Several wineries are accessible by car or bicycle from Niagara-on-the-Lake (20 km north of Niagara Falls): Peller Estates (peller.com), Inniskillin (inniskillin.com), and Jackson-Triggs are among the larger operations with visitor tours and tastings. Most charge CAD $5-15 for tastings. The town of Niagara-on-the-Lake itself is a well-preserved late 18th-century British colonial town with a high concentration of antique shops, a significant theatre festival (Shaw Festival, April-November), and several good restaurants.
Where to Stay
Sheraton Fallsview Hotel has rooms on the upper floors with direct Horseshoe Falls views - the view from a falls-view room is genuinely worth paying for if the budget allows it. Rooms from CAD $200-400 depending on season and floor.
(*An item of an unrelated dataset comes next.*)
Issue #2948, opened 2018-09-12
Error accessing identity name with windows authentication


FTWinston:
* Using Microsoft.AspNetCore.SignalR 1.0.1 on .NET Core 2.1, with @aspnet/signalr 1.0.3.
* Javascript client, running in Chrome v68 & v69 on Windows 10.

Niagara-on-the-Lake accommodation is more pleasant as an overnight base than Niagara Falls Town, despite being 20 km from the falls: smaller hotels and B&Bs in a quieter setting. The Prince of Wales Hotel (a Victorian property on Picton Street) has doubles from around CAD $200-300.
Budget options: both Niagara Falls Town and NOTL have mid-range chain hotels in the CAD $80-150 range. The falls town’s hotels are less charming but more convenient for early morning falls access.
Getting There
Niagara Falls is 130 km southwest of Toronto. By car: 90 minutes on the Queen Elizabeth Way (QEW). GO Transit runs trains from Toronto Union Station to Niagara Falls (2 hours, CAD $15-20); the station is 1.5 km from the falls themselves.
From the US side: the Rainbow Bridge pedestrian and vehicle crossing between Niagara Falls, New York and Niagara Falls, Ontario is open 24 hours. Pedestrian crossing costs USD $1. The Whirlpool Bridge requires Nexus/FAST card. Both sides have their own falls experience; visiting both requires border crossing twice and is feasible as a day trip with appropriate documents (NEXUS, Global Entry, or standard passport processing).